• Task instructions
The answer must be every line from the entries below that contains "would".

Saved entries:
::::

PR #74, opened 2016-02-17
Fix m_rpg to split a message into multiple lines...

CyberBotX:
… if the given input would exceed the 512 character limit.

The reason for the loop is more for the just-in-case situations of the source and channel also being very long. I think the chances of getting more than 2 messages from a single usage of one of m_rpg's commands is highly unlikely, but this code should cove it if it somehow happens.

### DIFF
--- a/2.0/m_rpg.cpp
+++ b/2.0/m_rpg.cpp
@@ -42,6 +42,40 @@ static std::string strip_npc_nick(const std::string &nick)
 	return newnick;
 }
 
+/* Sends a message to a channel, splitting it as needed if the message is too long.
+ * It'll usually only split into 2 messages because of the 512 character limit. */
+static void send_message(Channel *c, const std::string &source, std::string text, bool action)
+{
+	/* 510 - colon prefixing source - PRIVMSG - colon prefixing text - 3 spaces = 498
+	 * Subtracting the source and the channel name to get how many characters we are allowed left
+	 * If doing an action, subtract an additional 9 for the startind and ending ASCII character 1, ACTION and space */
+	int allowedMessageLength = 498 - source.size() - c->name.size() - (action ? 9 : 0);
+	/* This will keep attempting to determine if there is text to send */
+	do
+	{
+		std::string textToSend = text;
+		/* Check if the current text to send exceeds the length allowed */
+		if (textToSend.size() > allowedMessageLength)
+		{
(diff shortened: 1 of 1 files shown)


2.0/m_rpg.cpp
```diff
@@ -42,6 +42,41 @@ static std::string strip_npc_nick(const std::string &nick)
...
 
+/* Sends a message to a channel, splitting it as needed if the message is too long.
+ * It'll usually only split into 2 messages because of the 512 character limit. */
+static void send_message(Channel *c, const std::string &source, const std::string &origText, bool action)
+{
+	/* 510 - colon prefixing source - PRIVMSG - colon prefixing text - 3 spaces = 498
+	 * Subtracting the source and the channel name to get how many characters we are allowed left
+	 * If doing an action, subtract an additional 9 for the startind and ending ASCII character 1, ACTION and space */
+	int allowedMessageLength = 498 - source.size() - c->name.size() - (action ? 9 : 0);
+	std::string text = origText;
```
attilamolnar: Pass it by value if you are going to copy it anyway

2.0/m_rpg.cpp
```diff
@@ -42,6 +42,41 @@ static std::string strip_npc_nick(const std::string &nick)
...
+			size_t lastSpace = textToSend.find_last_of(' ', allowedMessageLength);
+			/* If a space was found, split off the text to send */
+			if (lastSpace != std::string::npos)
+			{
+				textToSend = text.substr(0, lastSpace);
+				text = text.substr(lastSpace + 1);
+			}
+			/* Otherwise, we'll send whatever we have left, even if it may be too long */
+			else
+				text = "";
```
attilamolnar: `text.clear();`

CyberBotX:
I applied those changes and replaced the commit with a new one.

attilamolnar:
Okay, I haven't had the chance to test your work nor review it in-depth, but I'll merge it like this if that's fine by you.

CyberBotX:
I'm fine with that. I did a test on my own server of sending a command that was very much over 512 characters in length, and while the command as processed by InspIRCd to truncate it to 512 characters, the output would've been longer, so it split the message into two separate messages.

attilamolnar:
Merged, thanks!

::::

• Answer section
… if the given input would exceed the 512 character limit.
I'm fine with that. I did a test on my own server of sending a command that was very much over 512 characters in length, and while the command as processed by InspIRCd to truncate it to 512 characters, the output would've been longer, so it split the message into two separate messages.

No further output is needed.